The first time it happened,
Filled with fear and dread,
Not hearing yet listening
To the words as they explained.
Yes its a tumor, malignant and you struggle
Your mind a whirl
Emotions ever changing
The stress and agony closing down your brain.
Supporters all saying
You will be fine
I know how you feel.
I want to scream, you don't know, you have no idea
How do you know it will be fine
It's growing inside me.
They remove it, got it all they say
But it returns 5 fold, coursing through your veins
It spreads, it widens
Under the knife once again.
Be strong, be positive
I know how you feel
We got it all
Is this for real
Then before you know it
Once more the same.
Twice as many as last time
I weep for my sanity
I try to be strong
Support my supporters, keep them strong.
Return to work
Face those who don't know
How could they
Have they felt it
Have they gone through the show
I don't wish it on anyone.
Can but hope that its gone this time
Don't think that I can face it
It's too draining
It eats away at your body
Thank you for kind words, I had a 3rd recurrence last year and a fourth round of surgery in December , recovery becomes slower each time naturally, back to work but not to playing hockey.

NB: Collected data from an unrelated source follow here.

PR #12856, opened 2020-04-02
[WIP][Extension] Support installing extensions in a system directory

### LINKED ISSUE #9831: `az extension add` should give an option to install extension for all users (i.e. at a machine level)
`az extension add` should give an option to install extension for all users (i.e. at a machine level)

Currently it is possible that azure cli is installed for all users in the machine but extension installation is bound only to a particular user..

it will be great if there can be an option to install extension at machine level instead of just user level

fengzhou-msft:
Resolve #9831.
Currently users can set `AZURE_EXTENSION_DIR` env variable to install extensions in a customized path. But this has a limit to install all extensions in one directory. 

This PR adds an option `--system` to `az extension add`. So users can choose to install an extension in either a user path or a system path, but not able to install the same extension in two paths. az will load the extensions from both paths. 

The system directory is also configurable by env var `AZURE_EXTENSION_SYS_DIR`. The default is the `azure-cli-extensions` folder under the lib path of the python that az is using.

**Testing Guide**  

**History Notes:**  

[Extension] az extension add: Add --system to enable installing extensions in a system path

---

### DIFF
--- a/src/azure-cli-core/azure/cli/core/extension/__init__.py
+++ b/src/azure-cli-core/azure/cli/core/extension/__init__.py
@@ -316,8 +316,6 @@ def build_extension_path(ext_name, system=None):
 
 def get_extensions(ext_type=None):
     logger.debug("Extensions directory: '%s'", EXTENSIONS_DIR)
-    if os.path.isdir(EXTENSIONS_SYS_DIR):
-        logger.debug("Extensions system directory: '%s'", EXTENSIONS_SYS_DIR)
     extensions = []
     if not ext_type:
         ext_type = EXTENSION_TYPES
--- a/src/azure-cli-core/azure/cli/core/extension/__init__.py
+++ b/src/azure-cli-core/azure/cli/core/extension/__init__.py
@@ -2,6 +2,7 @@
 # Copyright (c) Microsoft Corporation. All rights reserved.
 # Licensed under the MIT License. See License.txt in the project root for license information.
 # --------------------------------------------------------------------------------------------
+# pylint: disable=line-too-long
 
 import os
 import traceback
@@ -18,10 +19,11 @@ from knack.log import get_logger
 az_config = CLIConfig(config_dir=GLOBAL_CONFIG_DIR, config_env_var_prefix=ENV_VAR_PREFIX)
 _CUSTOM_EXT_DIR = az_config.get('extension', 'dir', None)
 _DEV_EXTENSION_SOURCES = az_config.get('extension', 'dev_sources', None)
+_CUSTOM_EXT_SYS_DIR = az_config.get('extension', 'sys_dir', None)
 EXTENSIONS_DIR = os.path.expanduser(_CUSTOM_EXT_DIR) if _CUSTOM_EXT_DIR else os.path.join(GLOBAL_CONFIG_DIR,
                                                                                           'cliextensions')
 DEV_EXTENSION_SOURCES = _DEV_EXTENSION_SOURCES.split(',') if _DEV_EXTENSION_SOURCES else []
-EXTENSIONS_SYS_DIR = os.path.join(get_python_lib(), 'azure-cli-extensions') if sys.platform.startswith('linux') else ""
+EXTENSIONS_SYS_DIR = os.path.expanduser(_CUSTOM_EXT_SYS_DIR) if _CUSTOM_EXT_SYS_DIR else os.path.join(get_python_lib(), 'azure-cli-extensions')
 
 EXTENSIONS_MOD_PREFIX = 'azext_'
 
@@ -134,10 +136,10 @@ class WheelExtension(Extension):
 
     def get_metadata(self):
         from glob import glob
-        if not extension_exists(self.name):
-            return None
         metadata = {}
         ext_dir = self.path or get_extension_path(self.name)
+        if not ext_dir or not os.path.isdir(ext_dir):
+            return None
         info_dirs = glob(os.path.join(ext_dir, '*.*-info'))
         azext_metadata = WheelExtension.get_azext_metadata(ext_dir)
         if azext_metadata:
@@ -204,11 +206,10 @@ class DevExtension(Extension):
         return self.metadata.get('version')
 
     def get_metadata(self):
-
-        if not extension_exists(self.name):
-            return None
         metadata = {}
         ext_dir = self.path
+        if not ext_dir or not os.path.isdir(ext_dir):
+            return None
         egg_info_dirs = [f for f in os.listdir(ext_dir) if f.endswith('.egg-info')]
         azext_metadata = DevExtension.get_azext_metadata(ext_dir)
         if azext_metadata:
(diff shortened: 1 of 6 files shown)


src/azure-cli-core/azure/cli/core/extension/__init__.py
```diff
@@ -18,10 +18,11 @@
 az_config = CLIConfig(config_dir=GLOBAL_CONFIG_DIR, config_env_var_prefix=ENV_VAR_PREFIX)
 _CUSTOM_EXT_DIR = az_config.get('extension', 'dir', None)
 _DEV_EXTENSION_SOURCES = az_config.get('extension', 'dev_sources', None)
+_CUSTOM_EXT_SYS_DIR = az_config.get('extension', 'sys_dir', None)
 EXTENSIONS_DIR = os.path.expanduser(_CUSTOM_EXT_DIR) if _CUSTOM_EXT_DIR else os.path.join(GLOBAL_CONFIG_DIR,
                                                                                           'cliextensions')
 DEV_EXTENSION_SOURCES = _DEV_EXTENSION_SOURCES.split(',') if _DEV_EXTENSION_SOURCES else []
-EXTENSIONS_SYS_DIR = os.path.join(get_python_lib(), 'azure-cli-extensions') if sys.platform.startswith('linux') else ""
+EXTENSIONS_SYS_DIR = os.path.expanduser(_CUSTOM_EXT_SYS_DIR) if _CUSTOM_EXT_SYS_DIR else os.path.join(get_python_lib(), 'azure-cli-extensions')
```
fengzhou-msft, line 25: Need to test if this also works on Windows and Mac.

src/azure-cli-core/azure/cli/core/extension/operations.py
```diff
@@ -220,13 +223,14 @@ def add_extension(cmd, source=None, extension_name=None, index_url=None, yes=Non
...
+    ext = get_extension(extension_name)
+    _augment_telemetry_with_ext_info(extension_name, ext)
     try:
-        if extension_name and get_extension(extension_name).experimental:
+        if extension_name and ext.experimental:
             logger.warning("The installed extension '%s' is experimental and not covered by customer support. "
                            "Please use with discretion.", extension_name)
-        elif extension_name and get_extension(extension_name).preview:
+        elif extension_name and ext.preview:
             logger.warning("The installed extension '%s' is in preview.", extension_name)
```
fengzhou-msft, line 234: get_extension calls get_extensions to load all extension, then fetch the extension with the name, we should avoid calling it mulitple times.

yonzhan:
add to S168

src/azure-cli-core/azure/cli/core/extension/__init__.py
fengzhou-msft: On windows, users need to open the shell as administrator. I have added [message](https://github.com/Azure/azure-cli/pull/12856/files#diff-c9aa0ae7daec922ec8ebbd390137a745R59) when users encounter the permission error.

src/azure-cli-core/azure/cli/core/extension/__init__.py
```diff
@@ -303,7 +303,15 @@ def get_extension_modname(ext_name=None, ext_dir=None):
 
 def get_extension_path(ext_name):
     # This will simply form the path for a WHEEL extension.
-    return os.path.join(EXTENSIONS_DIR, ext_name)
+    ext_sys_path = os.path.join(EXTENSIONS_SYS_DIR, ext_name)
+    ext_path = os.path.join(EXTENSIONS_DIR, ext_name)
+    return ext_path if os.path.isdir(ext_path) else (
```
arrownj, line 308: add `os.path.isdir(ext_path)` check here, is it because previous code may case potential bug ?

src/azure-cli-core/azure/cli/core/extension/operations.py
```diff
@@ -220,13 +225,14 @@ def add_extension(cmd, source=None, extension_name=None, index_url=None, yes=Non
             logger.debug(err)
             raise CLIError("No matching extensions for '{}'. Use --debug for more information.".format(extension_name))
     extension_name = _add_whl_ext(cmd=cmd, source=source, ext_sha256=ext_sha256,
-                                  pip_extra_index_urls=pip_extra_index_urls, pip_proxy=pip_proxy)
-    _augment_telemetry_with_ext_info(extension_name)
+                                  pip_extra_index_urls=pip_extra_index_urls, pip_proxy=pip_proxy, system=system)
     try:
-        if extension_name and get_extension(extension_name).experimental:
+        ext = get_extension(extension_name)
+        _augment_telemetry_with_ext_info(extension_name, ext)
```
arrownj, line 231: move telemetry part into the try/except, so if `get_extension` throw exception, it will not be executed, right ?

src/azure-cli-core/azure/cli/core/extension/__init__.py
fengzhou-msft: Previous code use `get_extension_path` both before install when this path does not exist and when loading extensions. I splitted it to use the below `build_extension_path` for building the path before install, and to use this `get_extension_path` only for loading extensions. So we can add the isdir check here now.

src/azure-cli-core/azure/cli/core/extension/__init__.py
```diff
@@ -303,7 +303,15 @@ def get_extension_modname(ext_name=None, ext_dir=None):
 
 def get_extension_path(ext_name):
     # This will simply form the path for a WHEEL extension.
```
fengzhou-msft, line 305:
```suggestion
    # This will return the path for a WHEEL extension if exists.
```

src/azure-cli-core/azure/cli/core/extension/operations.py
fengzhou-msft: Yes. get_extension was also called in _augment_telemetry_with_ext_info in previous code and it will be catched inside. And I think it's the same flow.

src/azure-cli-core/azure/cli/core/extension/__init__.py
yungezz: run as admin only required when user set customized install dir right? if yes, then less concern since no change to existing behavoir

src/azure-cli-core/azure/cli/core/extension/__init__.py
```diff
@@ -134,10 +135,10 @@ def get_version(self):
 
     def get_metadata(self):
         from glob import glob
-        if not extension_exists(self.name):
-            return None
         metadata = {}
         ext_dir = self.path or get_extension_path(self.name)
+        if not ext_dir or not os.path.isdir(ext_dir):
```
yungezz, line 140: create extension dir if not exists?

src/azure-cli-core/azure/cli/core/extension/operations.py
```diff
@@ -53,6 +56,8 @@ def _run_pip(pip_exec_args):
     except CalledProcessError as e:
         logger.debug(e.output)
         logger.debug(e)
+        if "PermissionError: [WinError 5]" in e.output:
```
yungezz, line 59: what's default install path after the change? suppose no change

src/azure-cli-core/azure/cli/core/util.py
```diff
@@ -191,6 +191,9 @@ def _get_version_string(name, version_dict):
         _print()
     _print("Python location '{}'".format(sys.executable))
     _print("Extensions directory '{}'".format(EXTENSIONS_DIR))
+    import os
+    if os.path.isdir(EXTENSIONS_SYS_DIR) and os.listdir(EXTENSIONS_SYS_DIR):
+        _print("Extensions system directory '{}'".format(EXTENSIONS_SYS_DIR))
```
yungezz, line 196: it's little confusing, how about direct show as `Extensions directory`

fengzhou-msft: The idea is to have no impact on users who don't use --system to install extensions. This will only be shown when users have installed at least one extension with --system.

src/azure-cli-core/azure/cli/core/extension/operations.py
fengzhou-msft: yes. no change for the default extension path.

src/azure-cli-core/azure/cli/core/extension/__init__.py
fengzhou-msft: yes, not affecting default extension installation.

src/azure-cli-core/azure/cli/core/extension/__init__.py
fengzhou-msft: The logic to create extension dir if not exists is only added when installing extensions. Here we may not want that.

haroldrandom:
Would it be better install inside `site-package/` directly?

fengzhou-msft:
> Would it be better install to inside `site-package/` directly?

I think it's more organized with the azure-cli-extensions folder. What's the benefit of installing inside `site-package/` directly?

haroldrandom:
> What's

a dedicated folder will do as this PR https://github.com/Azure/azure-cli/pull/12367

My intent of this piece was to clear my mind and acknowledge the support of not only family and friends but indeed virtual strangers while at the same time letting people know that it is sadly my journey (hopefully that makes sense).
The support of others is treasured but at times misguided and overbearing, at least that is how I sometimes feel, and I always try to stay positive, not just for them but for myself as well.
sorry I am rambling I think.
God bless and keep positive and well.